仕事を終えてすぐ。トマトスープの材料を買うべく、大通りにやってくるまでは。


(これは……)


 地面に落ちていた、黒いハンチング帽。風に煽られながらも、それは懸命に地面で静止していた。やけに見慣れた帽子を前に、おれは忽ち表情を変える。

 嫌な予感が背筋をなぞった。呼吸のリズムが乱れていった。
 全速力で駆け出したおれは、只ひたすらに家を目指した。そして──漸くたどり着いた時。もぬけの殻となった『そこ』をみて……おれは盛大に嘔吐した。


「う゛えっ……は、あ」


 弟が……弟がさらわれた。
 あれ程「家から出るな」と言っておいたのに。あれ程大切に育ててきたのに。今、おれの知らないところで弟が『赤の他人』と同じ空間にいると思うと、吐き気がして仕方がない。
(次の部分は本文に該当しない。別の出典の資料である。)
PR #11780, opened 2025-10-07
feat: add patternField and regexPattern

### LINKED ISSUE #10748: New split plugin to split file based on pattern in file
Given some ion file, provide a way to split into multiple files based on file content, rather that bytes/rows. 

For a specific example we received the following:

> I want to subscribe to an Amazon SQS queue, but the problem is SQS queues don't have specific topics. The database rows that need to be updated will be sent in the form of JSON into this single queue. 
> 
> Kestra needs to trigger a flow to read the messages from the SQS Queue and I need to now split the ion file based on the table name field in the message. Is there a way to split the ion file in one run rather than having to read through the ion file multiple times? 
> 
> Throughput will be extremely important here, this message queue may have hundreds of thousands of messages per minute. Having to scan through the ion file multiple times will be extremely inefficient, as i might have 80 tables which means it'll have to scan through the file 80 times. Furthermore, creating 80 separate SQS queues also adds cost and maintenance overhead.
>

mengnankkkk:
 add new optional properties (patternField and regexPattern) and tests
Close #10748 

---

The patternField property allows you to extract routing keys directly from JSON fields.

Parse field values ​​in JSON files using Pebble expressions.
Supports complex field paths and expressions.
The regexPatern property allows you to match regular expressions.

Use Java Pattern/Matcher for regular expression matching.
Extract matching content from text lines as routing keys.

---


loicmathieu (changes requested):
As I said, I think a single split by regex is enought.
Internally, we use the ION format not JSON so splitting for JSON should not be supported by the core framework.

Also, I struggle to understand the difference between pattern and regexPattern.

core/src/main/java/io/kestra/core/services/StorageService.java
```diff
@@ -117,4 +125,38 @@ private static List<Path> partition(RunContext runContext, String extension, Str
         return files.stream().filter(p -> p.toFile().length() > 0).toList();
     }
 
+    private static List<Path> splitByRegex(RunContext runContext, String extension, String separator, BufferedReader bufferedReader, String regexPattern) throws IOException {
+        List<Path> files = new ArrayList<>();
+        Map<String, RandomAccessFile> writers = new HashMap<>();
+        Map<String, Path> writerPaths = new HashMap<>();
```
loicmathieu: This seems to be not used, you put in it but never get any value

loicmathieu (changes requested):
Overall looks good to be but if you could remove the unecessary variable before merging this would be great.

core/src/main/java/io/kestra/core/services/StorageService.java
mengnankkkk: OK I will do it!

loicmathieu (approved):
LGTM, thanks a lot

胃がむかむかして、熱くて、苦しい。


「ジーク……ジークを探さないと」


 おれは口元を手で拭うと、徐ろに外へ向かった。
 誰がおれの弟に手を出したのか、大方見当はついている。『目の価値』を知っている人間など、せいぜい身分の高い者か、本に興味関心があるやつくらいだ。


「待ってろジーク、直ぐにおれが助けてやる。絶対に一人にさせないからな」


 その心中にあるのは、弟を思う純粋な心配か、或いは──執着か。
 家を後にする男の背中は、怒りと嫉妬に満ちていた。